日々本 其の二百九十七「環境白書」

『ほんとうの環境白書』(池田清彦/角川学芸出版)


地球温暖化の原因と言われているCO2。発電所からでるそのCO2を回収して地下に貯蔵する(CCSというそうだ)ために、来春から環境省が沖合調査を始めると先日の新聞に出ていた。温暖化していない、という話が結構ちまたに出て来ているのに、そこに力を注ぐのはもったい。

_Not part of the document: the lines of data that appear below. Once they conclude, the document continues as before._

Issue #2509, opened 2021-07-27
Anistropic filtering is bugged


GamerzHell9137:
### What's the issue you encountered?

Anistropic filtering is not applied when changed mid game session.

### How can the issue be reproduced?
Just try to change it mid emulation.

### Environment?

- Ryujinx version: 1.0.6976

emmauss:
Is this on master or the new ui pr?

GamerzHell9137:
> 
> 
> Is this on master or the new ui pr?

Seems like master too so its not an Avalonia issue atm.

Shahil-Ayato:
Fixed by #2832

PR #2832, opened 2021-11-10
Limit Custom Anisotropic Filtering to mipmapped textures with many levels

riperiperi:
There's a major flaw with the anisotropic filtering setting that causes @GamerzHell9137 to report graphical bugs that otherwise wouldn't be there, because he just won't set it to Auto. This should fix those issues, hopefully.

These bugs are generally because anisotropic filtering is enabled on something that it shouldn't be, such as a post process filter or some data texture. This PR maintains two host samplers when custom AF is enabled, and only uses the forced AF one when the texture is 2d and fully mipmapped (goes down to 1x1). This is because game textures are the ideal target for this filtering, and they are typically fully mipmapped, unlike things like screen render targets which usually have 1 or just a few levels.

This also only enables AF on mipmapped samplers where the filtering is bilinear or trilinear. This should be self explanatory.

**This PR also allows the changing of Anisotropic Filtering at runtime, and you can immediately see the changes.** All samplers are flushed from the cache if the setting changes, causing them to be recreated with the new custom AF value. This brings it in line with our resolution scale. :relieved:

Before (16x Handheld):
image

1x Handheld:
image

16x Handheld:
image

### DIFF
--- a/Ryujinx.Graphics.Gpu/Image/Sampler.cs
+++ b/Ryujinx.Graphics.Gpu/Image/Sampler.cs
@@ -9,15 +9,17 @@ namespace Ryujinx.Graphics.Gpu.Image
     /// </summary>
     class Sampler : IDisposable
     {
+        private const int MinLevelsForAnisotropic = 5;
+
         /// <summary>
         /// Host sampler object.
         /// </summary>
-        private ISampler _hostSampler { get; }
+        private readonly ISampler _hostSampler;
 
         /// <summary>
         /// Host sampler object, with anisotropy forced.
         /// </summary>
-        private ISampler _anisoSampler { get; }
+        private readonly ISampler _anisoSampler;
 
         /// <summary>
         /// Creates a new instance of the cached sampler.
@@ -99,7 +101,7 @@ namespace Ryujinx.Graphics.Gpu.Image
 
         /// <summary>
         /// Determine if the given texture can have anisotropic filtering forced.
-        /// Filtered textures that we might want to force anisotropy on should have a full set of mip levels.
+        /// Filtered textures that we might want to force anisotropy on should have a lot of mip levels.
         /// </summary>
         /// <param name="texture">The texture</param>
         /// <returns>True if anisotropic filtering can be forced, false otherwise</returns>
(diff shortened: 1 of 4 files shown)


Ryujinx.Graphics.Gpu/Image/Sampler.cs
```diff
@@ -11,7 +12,12 @@ class Sampler : IDisposable
         /// <summary>
         /// Host sampler object.
         /// </summary>
-        public ISampler HostSampler { get; }
+        private ISampler _hostSampler { get; }
```
gdkchan, line 15: Can you make those readonly fields now that they are private?

Ryujinx.Graphics.Gpu/Image/Sampler.cs
```diff
@@ -61,15 +64,65 @@ public Sampler(GpuContext context, SamplerDescriptor descriptor)
...
+
+        /// <summary>
+        /// Determine if the given texture can have anisotropic filtering forced.
+        /// Filtered textures that we might want to force anisotropy on should have a full set of mip levels.
+        /// </summary>
+        /// <param name="texture">The texture</param>
+        /// <returns>True if anisotropic filtering can be forced, false otherwise</returns>
+        private static bool AllowForceAnisotropy(Texture texture)
+        {
+            if (!(texture.Info.Target == Target.Texture2D || texture.Info.Target == Target.Texture2DArray))
```
gdkchan, line 108: `Texture` has a `Target` property, any reason to not use that?

gdkchan:
Closes https://github.com/Ryujinx/Ryujinx/issues/2509?

GamerzHell9137:
x16 Anistropic Filtering gang member reporting in!

Games that introduced issues are not introducing issues anymore!
Games tested:
The Ninja Saviors: Return of the Warriors
Disgaea 1 Complete
Little Nightmares II

Some comparisons:
ryujinx_capture_2021-11-10_15-47-46
ryujinx_capture_2021-11-10_19-37-02

image

image
image
image

One thing that im not sure about is Dungeon Defenders. The issue with the lighting might be related to something else
**Auto PR:**

ryujinx_capture_2021-11-10_19-51-55
**x16 PR:**

ryujinx_capture_2021-11-10_19-52-13

Other people say that game's like FE Three Houses don't do x16 AF anymore when enabled

Master
image

PR
image

Mario Kart 8 doens't have that issue
Auto PR

ryujinx_capture_2021-11-10_20-03-19
x16 PR:
ryujinx_capture_2021-11-10_20-03-31

gdkchan (approved):
Nice, glad to see this one fixed!

GamerzHell9137:
Retested all of my games. No regression with the newest changes and Fire Emblem got fixed.

Thog (approved):

PR #2843, opened 2021-11-14
Move texture anisotropy check to SetInfo

riperiperi:
Rather than calculating this for every sampler, this PR calculates if a texture can force anisotropy when its info is set, and exposes the value via a public boolean.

『放射能と健康被害 20のエビデンス』(岡田正彦/日本評論社)に、温暖化していないという話が書かれていたけれど、この本にも「破綻した温暖化論」という章があって、「むしろ真逆のことが起きている」ということが明快に書かれている。「イギリス気象庁やアラバマ大学が独自に公表している最新のデータによれば、地球の気温はここ10年で0.3℃下がっている。100年間で0.6℃が急激な上昇なら、10年で0.3℃はそれを上回る急激な下降ではないか。」

すべてを書き出したいところだけれど、この章の各項のタイトルだけでも書いておこう。

1 捏造疑惑に揺れる「人為的温暖化論」 ―クライメート事件
2 温暖化と京都議定書 ―排出権取引をめぐるEUの戦略
3 低地に進出するルリボシカミキリ ―温暖化では説明できない異変の数々
4 ラニーニャと気温変動 ―古典的温暖化論の限界
5 黒点減少! ―太陽活動の低下が地球寒冷化をもたらす
コラム 火山噴火と地球寒冷化
[追記と検証] 厳冬もCO2の増加のせいか?

地球温暖化ではなく、環境問題として捉える。友人の話によると、世界はそういう流れになってきているらしい。